Instructions for the task: Retype, word for word, every line of the records below starting at the one that contains "fix: address review" and ending at the one that contains "The speculative rebuild"; include both of those lines and nothing more.
• • • •
PR #192, opened 2026-08-18
fix: address review comments left unaddressed on #186

RonShakutai:
Follow-up to #186. @omri374 left a second review round on Aug 17; #186 was merged on Aug 18 without those comments being answered. My mistake — this addresses all four.

## 1. `add_alias()` rejected a valid alias on `LICENSE`

The rollback guard asked where the *target's name* resolves and compared that to where the new alias landed. Same question for every node but one: the hierarchy declares `LICENSE` both as a canonical leaf under `EMPLOYMENT` and as an alias of `PROFESSIONAL_LICENSE`, so `canonicalize("LICENSE") == "PROFESSIONAL_LICENSE"`.

```py
h.add_alias("LICENSE", "PROF_LIC")
# ValueError: Alias 'PROF_LIC' already resolves to 'LICENSE'
```

`PROF_LIC` was brand new — the mapping being reported as a conflict was the one the call created one line earlier, exactly as described in review. The guard now derives the target from the node's **path** in the tree, so another node claiming the same name can't confuse it.

Swept all 126 canonical entities: **1 rejected a fresh alias before, 0 now.**

## 2. `add_alias()` silently stole aliases from other entities

Found while fixing (1). `add_alias("LOCATION", "EMAIL")` was *accepted* and quietly re-pointed `EMAIL` from `EMAIL_ADDRESS` to `LOCATION` — invalidating any corpus annotated with that label, succeeding or failing purely on dict ordering. Pre-existing, not from #186, but the fix above already required reading the alias's prior owner, so it's a two-line check. Now refused before the hierarchy is touched.

## 3. Rejected `add_alias()` logged a spurious shadow warning

The speculative rebuild ran the shadow check while the doomed alias was still attached, so a failed call warned about a state discarded microseconds later, worded as though `definitions.py` were at fault. `_rebuild()` now takes `warn=False` for probe rebuilds; construction still warns.

## 4. `_to_l1()` / `_to_l0()` removed

Deleted rather than taught about aliases, per the review suggestion. `_to_l1` was a copy of the branch projection that never learned alias resolution, leaving it disagreeing with `to_branch()` on 434/570 labels — including `LOC`, bucketed under a `LOC` branch of its own instead of `LOCATION`, the exact mis-bucketing #186 exists to remove. Callerless, so nothing miscounted; deleting it means a future import can't resurrect the divergence.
• • • •
Task solution:
fix: address review comments left unaddressed on #186

RonShakutai:
Follow-up to #186. @omri374 left a second review round on Aug 17; #186 was merged on Aug 18 without those comments being answered. My mistake — this addresses all four.

## 1. `add_alias()` rejected a valid alias on `LICENSE`

The rollback guard asked where the *target's name* resolves and compared that to where the new alias landed. Same question for every node but one: the hierarchy declares `LICENSE` both as a canonical leaf under `EMPLOYMENT` and as an alias of `PROFESSIONAL_LICENSE`, so `canonicalize("LICENSE") == "PROFESSIONAL_LICENSE"`.

```py
h.add_alias("LICENSE", "PROF_LIC")
# ValueError: Alias 'PROF_LIC' already resolves to 'LICENSE'
```

`PROF_LIC` was brand new — the mapping being reported as a conflict was the one the call created one line earlier, exactly as described in review. The guard now derives the target from the node's **path** in the tree, so another node claiming the same name can't confuse it.

Swept all 126 canonical entities: **1 rejected a fresh alias before, 0 now.**

## 2. `add_alias()` silently stole aliases from other entities

Found while fixing (1). `add_alias("LOCATION", "EMAIL")` was *accepted* and quietly re-pointed `EMAIL` from `EMAIL_ADDRESS` to `LOCATION` — invalidating any corpus annotated with that label, succeeding or failing purely on dict ordering. Pre-existing, not from #186, but the fix above already required reading the alias's prior owner, so it's a two-line check. Now refused before the hierarchy is touched.

## 3. Rejected `add_alias()` logged a spurious shadow warning

The speculative rebuild ran the shadow check while the doomed alias was still attached, so a failed call warned about a state discarded microseconds later, worded as though `definitions.py` were at fault. `_rebuild()` now takes `warn=False` for probe rebuilds; construction still warns.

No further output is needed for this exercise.